(Exercise input):
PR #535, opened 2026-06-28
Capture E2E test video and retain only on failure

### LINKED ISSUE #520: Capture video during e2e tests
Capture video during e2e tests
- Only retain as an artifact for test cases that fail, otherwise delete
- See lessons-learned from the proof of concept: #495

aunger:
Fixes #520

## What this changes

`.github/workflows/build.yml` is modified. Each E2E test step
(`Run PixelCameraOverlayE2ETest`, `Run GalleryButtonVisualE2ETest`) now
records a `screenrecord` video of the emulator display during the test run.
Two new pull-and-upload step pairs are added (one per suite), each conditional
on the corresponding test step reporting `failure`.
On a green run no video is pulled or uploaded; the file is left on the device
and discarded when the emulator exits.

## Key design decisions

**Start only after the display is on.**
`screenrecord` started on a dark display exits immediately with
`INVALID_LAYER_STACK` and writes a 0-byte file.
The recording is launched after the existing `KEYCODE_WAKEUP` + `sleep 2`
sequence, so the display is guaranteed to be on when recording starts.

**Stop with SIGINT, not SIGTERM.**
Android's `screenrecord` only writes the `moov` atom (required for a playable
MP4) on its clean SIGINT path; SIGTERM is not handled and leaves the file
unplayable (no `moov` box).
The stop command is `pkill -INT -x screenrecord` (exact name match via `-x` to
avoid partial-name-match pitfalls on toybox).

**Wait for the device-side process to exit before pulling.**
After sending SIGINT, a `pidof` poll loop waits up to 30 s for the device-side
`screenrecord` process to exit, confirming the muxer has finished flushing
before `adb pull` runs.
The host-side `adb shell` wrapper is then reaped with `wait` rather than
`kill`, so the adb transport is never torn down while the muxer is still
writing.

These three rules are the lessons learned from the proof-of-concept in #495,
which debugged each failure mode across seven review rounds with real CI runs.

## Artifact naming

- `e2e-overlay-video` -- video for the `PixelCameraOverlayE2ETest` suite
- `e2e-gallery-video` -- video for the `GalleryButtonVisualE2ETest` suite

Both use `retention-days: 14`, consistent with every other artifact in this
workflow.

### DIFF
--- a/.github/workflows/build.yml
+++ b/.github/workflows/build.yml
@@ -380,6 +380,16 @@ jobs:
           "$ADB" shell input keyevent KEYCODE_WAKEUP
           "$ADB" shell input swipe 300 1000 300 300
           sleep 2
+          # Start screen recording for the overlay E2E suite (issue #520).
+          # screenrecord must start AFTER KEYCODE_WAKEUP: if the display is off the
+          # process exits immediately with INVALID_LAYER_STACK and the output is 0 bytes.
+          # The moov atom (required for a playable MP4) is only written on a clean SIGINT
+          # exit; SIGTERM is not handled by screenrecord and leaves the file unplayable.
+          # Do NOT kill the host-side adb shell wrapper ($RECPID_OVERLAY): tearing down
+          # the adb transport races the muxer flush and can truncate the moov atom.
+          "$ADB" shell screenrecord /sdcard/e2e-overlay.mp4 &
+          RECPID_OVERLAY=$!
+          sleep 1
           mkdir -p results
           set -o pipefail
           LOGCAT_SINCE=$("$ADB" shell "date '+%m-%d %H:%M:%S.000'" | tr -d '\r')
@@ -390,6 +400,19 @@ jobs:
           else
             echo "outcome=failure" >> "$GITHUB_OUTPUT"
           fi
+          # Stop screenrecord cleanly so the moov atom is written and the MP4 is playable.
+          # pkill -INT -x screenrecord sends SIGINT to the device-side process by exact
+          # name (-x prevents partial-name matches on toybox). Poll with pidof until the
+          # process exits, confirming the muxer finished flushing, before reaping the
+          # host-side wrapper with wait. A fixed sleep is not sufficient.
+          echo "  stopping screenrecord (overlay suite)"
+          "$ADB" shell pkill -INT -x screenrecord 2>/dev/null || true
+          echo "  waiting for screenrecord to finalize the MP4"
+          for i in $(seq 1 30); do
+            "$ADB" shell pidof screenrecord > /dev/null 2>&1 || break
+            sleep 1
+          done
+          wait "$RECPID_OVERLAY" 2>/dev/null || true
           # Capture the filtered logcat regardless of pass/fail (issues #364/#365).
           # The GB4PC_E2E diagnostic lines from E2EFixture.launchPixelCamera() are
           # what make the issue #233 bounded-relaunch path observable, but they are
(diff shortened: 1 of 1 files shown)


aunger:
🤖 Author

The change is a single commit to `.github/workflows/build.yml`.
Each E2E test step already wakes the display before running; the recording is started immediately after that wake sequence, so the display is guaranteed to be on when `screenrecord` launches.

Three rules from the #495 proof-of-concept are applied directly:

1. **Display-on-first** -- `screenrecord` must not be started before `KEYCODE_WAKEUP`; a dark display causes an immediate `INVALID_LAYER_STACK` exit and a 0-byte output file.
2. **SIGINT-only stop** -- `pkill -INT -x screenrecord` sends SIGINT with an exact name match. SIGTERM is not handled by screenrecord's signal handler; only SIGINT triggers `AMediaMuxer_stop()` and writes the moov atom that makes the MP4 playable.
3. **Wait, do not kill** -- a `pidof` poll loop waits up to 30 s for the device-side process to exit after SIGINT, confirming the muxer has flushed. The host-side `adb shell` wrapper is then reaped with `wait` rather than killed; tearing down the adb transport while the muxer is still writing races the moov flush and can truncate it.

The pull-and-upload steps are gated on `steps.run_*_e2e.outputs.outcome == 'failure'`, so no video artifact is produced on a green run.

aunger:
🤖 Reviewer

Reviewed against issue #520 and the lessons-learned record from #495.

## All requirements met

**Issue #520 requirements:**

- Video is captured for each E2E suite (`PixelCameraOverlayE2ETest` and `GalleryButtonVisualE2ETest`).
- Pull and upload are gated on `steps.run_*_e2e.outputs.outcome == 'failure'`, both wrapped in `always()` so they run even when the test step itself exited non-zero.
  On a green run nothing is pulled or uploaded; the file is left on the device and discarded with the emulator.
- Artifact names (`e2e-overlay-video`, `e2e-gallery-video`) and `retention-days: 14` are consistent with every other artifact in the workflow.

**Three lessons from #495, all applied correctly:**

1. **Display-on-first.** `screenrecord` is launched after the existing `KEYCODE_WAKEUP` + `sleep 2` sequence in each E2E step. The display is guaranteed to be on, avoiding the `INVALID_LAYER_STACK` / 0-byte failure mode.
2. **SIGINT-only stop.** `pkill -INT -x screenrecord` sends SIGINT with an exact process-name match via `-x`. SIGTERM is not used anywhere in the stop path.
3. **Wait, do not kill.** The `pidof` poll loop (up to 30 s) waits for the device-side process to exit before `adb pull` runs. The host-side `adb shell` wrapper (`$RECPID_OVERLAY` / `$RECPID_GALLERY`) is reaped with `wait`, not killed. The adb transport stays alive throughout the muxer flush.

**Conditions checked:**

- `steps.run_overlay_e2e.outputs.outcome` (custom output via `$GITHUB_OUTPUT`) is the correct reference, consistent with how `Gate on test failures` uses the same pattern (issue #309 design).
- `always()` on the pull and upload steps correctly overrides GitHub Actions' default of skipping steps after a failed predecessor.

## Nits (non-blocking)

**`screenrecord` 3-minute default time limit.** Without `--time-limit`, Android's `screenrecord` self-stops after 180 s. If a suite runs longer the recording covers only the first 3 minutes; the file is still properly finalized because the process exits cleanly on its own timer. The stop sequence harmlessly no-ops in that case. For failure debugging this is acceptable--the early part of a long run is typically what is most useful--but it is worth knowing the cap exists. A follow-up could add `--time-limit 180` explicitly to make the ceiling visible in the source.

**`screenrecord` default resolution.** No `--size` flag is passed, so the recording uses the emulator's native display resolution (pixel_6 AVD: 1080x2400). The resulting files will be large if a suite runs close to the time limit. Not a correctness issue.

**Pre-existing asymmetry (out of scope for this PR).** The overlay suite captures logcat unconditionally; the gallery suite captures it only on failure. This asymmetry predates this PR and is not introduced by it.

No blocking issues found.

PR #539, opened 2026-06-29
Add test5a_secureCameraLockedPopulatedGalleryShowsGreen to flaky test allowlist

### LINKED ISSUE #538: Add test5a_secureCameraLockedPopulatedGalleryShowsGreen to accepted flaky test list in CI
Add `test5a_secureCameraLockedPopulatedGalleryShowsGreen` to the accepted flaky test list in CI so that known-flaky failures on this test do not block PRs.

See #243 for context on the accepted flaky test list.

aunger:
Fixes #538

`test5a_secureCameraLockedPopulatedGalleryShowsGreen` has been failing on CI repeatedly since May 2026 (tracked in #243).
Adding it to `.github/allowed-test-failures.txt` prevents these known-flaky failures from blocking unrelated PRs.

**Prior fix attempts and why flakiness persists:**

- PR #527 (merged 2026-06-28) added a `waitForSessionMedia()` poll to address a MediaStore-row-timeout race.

--

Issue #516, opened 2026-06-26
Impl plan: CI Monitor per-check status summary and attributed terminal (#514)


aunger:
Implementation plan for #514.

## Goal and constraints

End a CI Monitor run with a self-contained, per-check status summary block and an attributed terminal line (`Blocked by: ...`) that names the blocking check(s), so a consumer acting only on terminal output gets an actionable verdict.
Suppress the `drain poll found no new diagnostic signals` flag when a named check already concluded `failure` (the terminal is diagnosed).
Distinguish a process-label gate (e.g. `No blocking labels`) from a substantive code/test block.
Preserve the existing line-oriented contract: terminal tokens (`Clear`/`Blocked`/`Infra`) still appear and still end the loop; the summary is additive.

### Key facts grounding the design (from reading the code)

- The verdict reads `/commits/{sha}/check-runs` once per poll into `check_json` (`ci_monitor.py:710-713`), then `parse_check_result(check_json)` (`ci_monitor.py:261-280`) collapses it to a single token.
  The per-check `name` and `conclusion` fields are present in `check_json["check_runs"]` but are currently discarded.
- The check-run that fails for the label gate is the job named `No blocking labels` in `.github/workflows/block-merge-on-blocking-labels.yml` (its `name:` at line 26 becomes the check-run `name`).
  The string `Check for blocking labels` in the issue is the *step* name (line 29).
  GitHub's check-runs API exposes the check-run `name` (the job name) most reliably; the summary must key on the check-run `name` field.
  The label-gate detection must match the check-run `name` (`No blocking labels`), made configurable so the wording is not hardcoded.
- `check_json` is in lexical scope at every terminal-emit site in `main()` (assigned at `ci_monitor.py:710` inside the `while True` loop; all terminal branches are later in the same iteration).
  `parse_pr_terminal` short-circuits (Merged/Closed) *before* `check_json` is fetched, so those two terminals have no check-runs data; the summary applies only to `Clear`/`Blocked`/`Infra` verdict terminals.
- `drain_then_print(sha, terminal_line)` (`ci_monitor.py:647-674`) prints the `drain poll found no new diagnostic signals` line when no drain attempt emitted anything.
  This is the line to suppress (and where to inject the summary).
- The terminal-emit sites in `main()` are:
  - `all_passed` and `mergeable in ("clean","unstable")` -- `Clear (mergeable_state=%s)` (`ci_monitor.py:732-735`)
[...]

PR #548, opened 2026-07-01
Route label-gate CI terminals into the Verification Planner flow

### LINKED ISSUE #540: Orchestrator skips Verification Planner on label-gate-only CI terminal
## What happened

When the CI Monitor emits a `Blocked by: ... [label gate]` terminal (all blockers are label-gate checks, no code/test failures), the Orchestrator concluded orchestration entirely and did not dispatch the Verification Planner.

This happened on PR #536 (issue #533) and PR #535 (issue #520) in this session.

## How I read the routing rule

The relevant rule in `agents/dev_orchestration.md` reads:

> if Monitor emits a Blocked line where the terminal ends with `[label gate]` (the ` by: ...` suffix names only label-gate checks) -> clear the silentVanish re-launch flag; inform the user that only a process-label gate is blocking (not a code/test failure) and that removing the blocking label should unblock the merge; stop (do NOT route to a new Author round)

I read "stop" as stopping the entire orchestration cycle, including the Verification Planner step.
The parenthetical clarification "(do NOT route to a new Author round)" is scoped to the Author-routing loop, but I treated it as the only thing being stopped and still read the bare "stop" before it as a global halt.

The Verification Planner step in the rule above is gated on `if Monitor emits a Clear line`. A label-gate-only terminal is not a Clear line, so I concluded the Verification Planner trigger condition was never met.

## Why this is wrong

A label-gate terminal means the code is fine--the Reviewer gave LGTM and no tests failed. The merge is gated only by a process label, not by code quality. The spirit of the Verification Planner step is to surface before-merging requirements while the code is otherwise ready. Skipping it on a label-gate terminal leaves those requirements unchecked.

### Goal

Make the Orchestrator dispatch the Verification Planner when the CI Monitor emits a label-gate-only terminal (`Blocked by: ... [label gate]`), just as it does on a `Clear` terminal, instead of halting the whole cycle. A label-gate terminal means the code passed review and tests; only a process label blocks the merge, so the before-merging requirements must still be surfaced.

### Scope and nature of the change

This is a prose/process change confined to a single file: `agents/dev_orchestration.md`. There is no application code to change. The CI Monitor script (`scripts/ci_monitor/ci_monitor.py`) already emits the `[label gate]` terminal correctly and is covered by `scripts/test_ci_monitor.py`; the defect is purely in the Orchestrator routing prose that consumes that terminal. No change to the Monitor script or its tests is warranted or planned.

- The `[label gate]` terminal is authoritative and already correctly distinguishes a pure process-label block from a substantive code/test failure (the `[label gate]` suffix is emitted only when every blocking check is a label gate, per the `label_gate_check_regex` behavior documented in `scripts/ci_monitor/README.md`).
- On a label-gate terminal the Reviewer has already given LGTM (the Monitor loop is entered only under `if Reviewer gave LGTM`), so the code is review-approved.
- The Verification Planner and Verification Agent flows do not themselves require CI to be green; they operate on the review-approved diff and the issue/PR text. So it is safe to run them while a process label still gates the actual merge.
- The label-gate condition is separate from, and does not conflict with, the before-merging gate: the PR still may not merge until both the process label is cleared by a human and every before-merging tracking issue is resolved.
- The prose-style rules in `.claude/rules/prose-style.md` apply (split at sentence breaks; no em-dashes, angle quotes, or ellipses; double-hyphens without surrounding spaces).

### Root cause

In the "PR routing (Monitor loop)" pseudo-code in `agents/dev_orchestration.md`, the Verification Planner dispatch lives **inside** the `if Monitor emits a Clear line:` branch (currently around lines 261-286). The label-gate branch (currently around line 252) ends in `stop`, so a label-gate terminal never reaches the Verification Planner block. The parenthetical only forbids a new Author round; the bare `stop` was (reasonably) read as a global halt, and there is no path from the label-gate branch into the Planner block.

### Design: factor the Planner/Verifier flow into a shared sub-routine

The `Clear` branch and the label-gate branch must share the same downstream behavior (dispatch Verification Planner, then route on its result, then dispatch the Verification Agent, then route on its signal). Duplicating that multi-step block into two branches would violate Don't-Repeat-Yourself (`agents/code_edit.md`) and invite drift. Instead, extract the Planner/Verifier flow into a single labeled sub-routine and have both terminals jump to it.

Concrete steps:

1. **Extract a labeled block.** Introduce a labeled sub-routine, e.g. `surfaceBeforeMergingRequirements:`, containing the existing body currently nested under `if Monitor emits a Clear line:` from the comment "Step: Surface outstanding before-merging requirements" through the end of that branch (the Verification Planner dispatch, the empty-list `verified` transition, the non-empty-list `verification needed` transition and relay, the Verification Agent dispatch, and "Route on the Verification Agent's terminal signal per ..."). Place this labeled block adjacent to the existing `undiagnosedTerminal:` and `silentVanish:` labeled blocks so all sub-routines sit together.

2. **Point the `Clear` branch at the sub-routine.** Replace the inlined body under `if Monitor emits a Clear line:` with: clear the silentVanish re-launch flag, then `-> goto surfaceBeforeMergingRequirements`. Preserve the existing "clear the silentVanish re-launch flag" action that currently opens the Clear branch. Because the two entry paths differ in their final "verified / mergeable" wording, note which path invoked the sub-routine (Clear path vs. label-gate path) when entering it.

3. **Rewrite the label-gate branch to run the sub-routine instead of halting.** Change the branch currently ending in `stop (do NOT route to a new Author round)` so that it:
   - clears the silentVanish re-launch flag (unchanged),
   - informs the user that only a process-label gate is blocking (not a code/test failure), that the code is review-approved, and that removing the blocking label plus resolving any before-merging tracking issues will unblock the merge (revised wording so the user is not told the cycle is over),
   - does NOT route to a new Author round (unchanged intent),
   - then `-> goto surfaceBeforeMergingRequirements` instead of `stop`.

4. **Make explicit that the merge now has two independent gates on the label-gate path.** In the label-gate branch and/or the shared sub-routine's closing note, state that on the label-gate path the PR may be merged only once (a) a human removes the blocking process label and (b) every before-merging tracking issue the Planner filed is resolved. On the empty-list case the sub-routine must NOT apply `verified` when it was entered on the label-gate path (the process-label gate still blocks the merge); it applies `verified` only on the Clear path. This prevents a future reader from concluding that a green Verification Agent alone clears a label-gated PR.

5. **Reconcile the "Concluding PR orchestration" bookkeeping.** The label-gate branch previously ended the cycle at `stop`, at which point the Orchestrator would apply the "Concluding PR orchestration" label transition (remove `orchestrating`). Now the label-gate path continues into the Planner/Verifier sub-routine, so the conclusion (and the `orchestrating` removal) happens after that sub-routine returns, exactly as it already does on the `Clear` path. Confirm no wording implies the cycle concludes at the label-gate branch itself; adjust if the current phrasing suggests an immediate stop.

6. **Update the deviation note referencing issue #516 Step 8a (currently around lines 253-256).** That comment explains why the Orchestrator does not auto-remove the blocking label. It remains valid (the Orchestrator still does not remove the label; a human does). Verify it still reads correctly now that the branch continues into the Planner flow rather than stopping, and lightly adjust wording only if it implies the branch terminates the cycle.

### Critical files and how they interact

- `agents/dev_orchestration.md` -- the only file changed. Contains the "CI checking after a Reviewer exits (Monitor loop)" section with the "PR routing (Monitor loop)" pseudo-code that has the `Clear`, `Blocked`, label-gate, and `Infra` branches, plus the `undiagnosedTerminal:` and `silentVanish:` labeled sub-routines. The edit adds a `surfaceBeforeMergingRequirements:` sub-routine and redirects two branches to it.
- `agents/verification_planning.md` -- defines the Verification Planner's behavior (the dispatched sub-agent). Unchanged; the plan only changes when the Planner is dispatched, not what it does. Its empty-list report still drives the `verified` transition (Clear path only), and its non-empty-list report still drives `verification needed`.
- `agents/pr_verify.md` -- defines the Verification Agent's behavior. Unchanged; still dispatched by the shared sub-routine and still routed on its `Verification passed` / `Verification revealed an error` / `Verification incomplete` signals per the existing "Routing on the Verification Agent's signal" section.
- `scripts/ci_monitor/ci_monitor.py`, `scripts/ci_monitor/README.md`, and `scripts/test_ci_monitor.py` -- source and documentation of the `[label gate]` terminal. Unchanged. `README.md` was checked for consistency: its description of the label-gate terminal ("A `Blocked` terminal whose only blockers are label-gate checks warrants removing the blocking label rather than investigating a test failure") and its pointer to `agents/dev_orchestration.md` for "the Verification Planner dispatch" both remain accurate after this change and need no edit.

...

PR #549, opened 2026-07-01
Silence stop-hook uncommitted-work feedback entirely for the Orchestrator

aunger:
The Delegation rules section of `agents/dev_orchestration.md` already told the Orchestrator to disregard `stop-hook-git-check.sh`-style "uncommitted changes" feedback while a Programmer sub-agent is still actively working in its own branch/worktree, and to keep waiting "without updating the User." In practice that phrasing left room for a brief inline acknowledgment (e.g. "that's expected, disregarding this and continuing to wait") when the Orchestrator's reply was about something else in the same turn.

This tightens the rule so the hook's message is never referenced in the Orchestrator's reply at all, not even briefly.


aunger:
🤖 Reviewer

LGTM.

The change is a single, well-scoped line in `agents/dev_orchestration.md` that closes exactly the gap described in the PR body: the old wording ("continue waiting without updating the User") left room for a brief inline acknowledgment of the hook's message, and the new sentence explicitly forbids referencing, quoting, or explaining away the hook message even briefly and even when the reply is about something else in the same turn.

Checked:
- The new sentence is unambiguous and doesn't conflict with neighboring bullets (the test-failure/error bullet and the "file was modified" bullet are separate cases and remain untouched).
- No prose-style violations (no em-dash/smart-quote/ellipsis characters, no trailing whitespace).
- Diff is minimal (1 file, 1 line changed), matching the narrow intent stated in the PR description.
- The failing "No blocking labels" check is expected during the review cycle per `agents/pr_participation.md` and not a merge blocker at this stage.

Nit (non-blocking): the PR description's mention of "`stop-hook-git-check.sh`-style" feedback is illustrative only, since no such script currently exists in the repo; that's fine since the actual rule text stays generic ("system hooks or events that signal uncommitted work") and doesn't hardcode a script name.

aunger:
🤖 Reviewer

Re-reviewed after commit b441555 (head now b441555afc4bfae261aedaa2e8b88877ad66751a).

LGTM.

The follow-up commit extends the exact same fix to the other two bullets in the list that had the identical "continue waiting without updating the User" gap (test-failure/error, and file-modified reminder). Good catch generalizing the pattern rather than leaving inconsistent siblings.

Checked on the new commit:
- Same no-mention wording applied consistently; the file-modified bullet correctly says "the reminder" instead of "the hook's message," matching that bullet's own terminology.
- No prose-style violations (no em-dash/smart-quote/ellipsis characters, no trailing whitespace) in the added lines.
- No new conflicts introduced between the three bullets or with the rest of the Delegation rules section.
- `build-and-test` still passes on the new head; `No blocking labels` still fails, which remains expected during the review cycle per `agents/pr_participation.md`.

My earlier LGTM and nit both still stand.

(Assignment):
From the listing above, repeat exactly the lines starting at the line that includes "only writes the" and ending at the line that includes "The stop command", with nothing outside that span.

(Result for this exercise):
Android's `screenrecord` only writes the `moov` atom (required for a playable
MP4) on its clean SIGINT path; SIGTERM is not handled and leaves the file
unplayable (no `moov` box).
The stop command is `pkill -INT -x screenrecord` (exact name match via `-x` to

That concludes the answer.